Q&A: The Disappearance of God from Our World
The Disappearance of God from Our World
Question
Hello Rabbi,
Is it acceptable to you that there is a phenomenon of God disappearing from intervention in this world, and a shift over the generations to a transcendental mode of governance? These matters have been discussed repeatedly here on the site, and so as not to weary you, I’ll give examples only in broad outline:
In the time of the Hebrew Bible (Tanakh), there is interaction between the Creator and humanity, as in the story of the Flood, the generation of the Tower of Babel, the destruction of Sodom, Nineveh, and more. There is also interaction with individuals—with prophets among the Jewish people, or among the nations of the world (Job, Balaam), and so on.
In our time, nature appears deterministic, and before it there is no distinction between righteous and wicked. Disasters strike entire populations and wipe out millions without discrimination (the Black Death, the slave trade from Africa to the USA, the world wars, and the like).
We seem to have two explanations for the phenomenon:
either God changed His mode of governance,
or the stories of intervention are nothing but myth.
In my opinion, the first explanation is less logical: why would God switch agendas over time? It sounds apologetic to me.
By contrast, the second explanation seems more understandable to me, since the disappearance of the Creator from our lives happens in the same proportion as the disappearance of supernatural forces from human thought. As the generations pass, humanity in the Western world believes less in such forces, and in the same proportion divine intervention also disappears.

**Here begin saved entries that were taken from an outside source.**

PR #288, opened 2022-08-02
(enhancement):Add ability to custom concept answers for coded registr…

makombe:
…ation obs

## Requirements

- [ ] This PR has a title that briefly describes the work done, including the ticket number if there is a ticket.
- [ ] My work conforms to the [**OpenMRS 3.0 Styleguide**](https://om.rs/styleguide).
- [ ] I checked for feature overlap with [**existing widgets**](https://om.rs/directory).

## Screenshots

*None.*

## Related Issue

*None.*

## Other

*None.*

PR #914, opened 2023-12-24
(fix) Coded person attribute field should report error if not configured correctly

brandones:
## Requirements

## Summary

I set out to fix [O3-1425: Coded patient attribute fields don't submit data](https://openmrs.atlassian.net/browse/O3-1425), but found it had been duplicated and maybe fixed by @vasharma05 in [O3-1918](https://openmrs.atlassian.net/browse/O3-1918)? Though I actually still can't get coded patient attributes to save locally. So I might file the same bug yet again once I document it well.

What I have done here is just
- Ensure consistent behavior with customConceptAnswers
- Make the coded person attribute field complain with an error if it is misconfigured
- Not allow the coded person attribute field to render as a textbox when misconfigured
- Clean up tests (including some tests that were written to verify that things were behaving incorrectly...) and write a few more

## Screenshots

Old behavior
reg-ptatt-bad

New behavior
reg-platt-good
reg-platt-err1
reg-platt-err2
reg-platt-err3

## Other

I built this branch off of https://github.com/openmrs/openmrs-esm-patient-management/pull/912 and then rebased to main; it might not work until that PR is in.


packages/esm-patient-registration-app/src/patient-registration/field/obs/obs-field.component.tsx
```diff
@@ -57,12 +57,13 @@ export function ObsField({ fieldDefinition }: ObsFieldProps) {
...
           label={fieldDefinition.label}
           required={fieldDefinition.validation.required}
+          customConceptAnswers={fieldDefinition.customConceptAnswers}
         />
       );
     default:
       return (
         <InlineNotification kind="error" title="Error">
-          Concept has unknown datatype "{concept.datatype.display}"
+          Concept for obs field "{fieldDefinition.id}" has unknown datatype "{concept.datatype.display}"
```
vasharma05, line 66: Hi @brandones !
This text needs to be translated. Can you please add the translation?
Thanks!

packages/esm-patient-registration-app/src/patient-registration/field/obs/obs-field.component.tsx
```diff
@@ -146,40 +145,32 @@ interface CodedObsFieldProps {
...
 
-  const fieldName = `obs.${concept.uuid}`;
-  const fieldDefinition = config?.fieldDefinitions?.filter((def) => def.type === 'obs' && def.uuid === concept.uuid)[0];
+  const answers = useMemo(
+    () =>
+      customConceptAnswers.length
+        ? customConceptAnswers
+        : isLoadingConceptAnswers
+          ? []
+          : conceptAnswers.map((answer) => ({ ...answer, label: answer.display })),
```
vasharma05, line 165: Now that I think of it, providing a custom-concept answer shouldn't be allowed.
If someone wants to make any change to the answers, that should be the backend, having a single source of truth, but I think this might become a breaking change.
Thanks!
CC: @ibacher

packages/esm-patient-registration-app/src/patient-registration/field/person-attributes/coded-person-attribute-field.component.tsx
```diff
@@ -1,33 +1,77 @@
...
+    customConceptAnswers.length ? '' : answerConceptSetUuid,
+  );
   const { t } = useTranslation();
   const fieldName = `attributes.${personAttributeType.uuid}`;
+  const [error, setError] = useState(false);
+
+  useEffect(() => {
+    if (!answerConceptSetUuid) {
+      reportError(
+        `The person attribute field '${id}' is of type 'coded' but has been defined without an answer concept set UUID. The 'answerConceptSetUuid' key is required.`,
```
vasharma05, line 36: Translation required

packages/esm-patient-registration-app/src/patient-registration/field/person-attributes/coded-person-attribute-field.component.tsx
```diff
@@ -1,33 +1,77 @@
...
+      );
+      setError(true);
+    }
+  }, [answerConceptSetUuid]);
+
+  useEffect(() => {
+    if (!isLoadingConceptAnswers) {
+      if (!conceptAnswers) {
+        reportError(
+          `The coded person attribute field '${id}' has been defined with an invalid answer concept set UUID '${answerConceptSetUuid}'.`,
```
vasharma05, line 46: Translation required

packages/esm-patient-registration-app/src/patient-registration/field/person-attributes/coded-person-attribute-field.component.tsx
```diff
@@ -1,33 +1,77 @@
...
+        );
+        setError(true);
+      }
+      if (conceptAnswers?.length == 0) {
+        reportError(
+          `The coded person attribute field '${id}' has been defined with an answer concept set UUID '${answerConceptSetUuid}' that does not have any concept answers.`,
```
vasharma05, line 52: Translation required

packages/esm-patient-registration-app/src/patient-registration/field/obs/obs-field.component.tsx
brandones: This was added by @makombe in https://github.com/openmrs/openmrs-esm-patient-management/pull/288, reviewed by @donaldkibet . I agree that it is probably bad, but PIH country implementers probably also will need it, as they have great difficulty changing the concepts in their servers (at least as of 2022), CC @mseaton 

Nevertheless this debate should not hold up this PR. But thank you for flagging it @vasharma05

packages/esm-patient-registration-app/src/patient-registration/field/obs/obs-field.component.tsx
brandones: Do we translate error messages? @ibacher @denniskigen

ibacher: We don't translate error messages on the console, but if it's displayed to the end-user, then yes, yes we do. (Since this is an inline notification I assume it's displayed). Granted, since the text here was just tweaked we can delay that to another PR.

packages/esm-patient-registration-app/src/patient-registration/field/obs/obs-field.component.tsx
ibacher: I actually broadly think that having a single set of answers for a concept is not always the right thing. What I would prefer is that `conceptConceptAnswers` refers to a custom concept set, rather than having the series of concepts as answers driven purely by frontend configuration. But this isn't really the forum for that discussion.

packages/esm-patient-registration-app/src/patient-registration/field/obs/obs-field.component.tsx
brandones: Every error that gets thrown shows up to the end-user. We don't have the norm of translating those. These are like that: hopefully, only an admin should ever see it, for it indicates that something is very badly wrong. The only difference with a thrown error is that a thrown error generally crashes down to the error boundary, while this I have considered "recoverable."

brandones: (obviously my point is not to whinge about having to add translations, but to ensure we're clear on our translation policies :stuck_out_tongue_closed_eyes: )

ibacher: You're right. The rule here is somewhat narrower, since not every error, ends up translated (though, frankly, backend error messages are also translatable, so those that aren't can be treated like bugs if they are displayed to users). 

I _do_ think that, while we haven't necessarily been consistent about it, it is good to translate these sort of error messages even if they are intended for administrators rather than end-users. We're trying to move towards a world were don't assume all administrators of the system are Anglophones (or have an English-speaking support team), which is necessary for global reach.

ibacher (approved):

By the way, there is a book called The Disappearance of God by Yosef Emanuel and Richard Elliott Friedman, which shows the trend of disappearance within the Hebrew Bible itself.
What do you think?
Answer
Hello.
If you accept the giving of the Torah at Sinai, then God’s involvement in the world is not a myth but a fact. So everything starts from there. A possible explanation for the difference in governance I gave in an article here:
Discussion on Answer
Those are already just impressions. My impression is different.
Thank you, Rabbi.
1. You wrote that if I accept the giving of the Torah, then God’s intervention in our world is a fact.
The issue is that the problem of His “changing His mode of governance” is what causes me not to accept the giving of the Torah.
2. You sent me to an article that explains the change in His mode of governance.
I know it’s possible to find various explanations for the change in His mode of governance in the world. It still doesn’t convince me, and it sounds apologetic to me.
I can add that even nowadays there is “intervention” in primitive societies (the book White Man, Black Gods was mentioned here on the site recently as dealing with this subject). Explanations can be found, but to my ear they don’t sound honest.
The correlation between primitiveness and miracles and revelations makes me think it’s all bullshit.
P.S.
Maybe I should clarify regarding the book. It was written by an Israeli psychiatrist who lived in a primitive society in Africa for several years. He tells there of miracles and wonders for which he does not know how to provide a scientific explanation.
The book shook my belief in the giving of the Torah to a certain degree. If our ancestors looked like those Africans, then what wonder is it that they accepted and believed in such supernatural myths?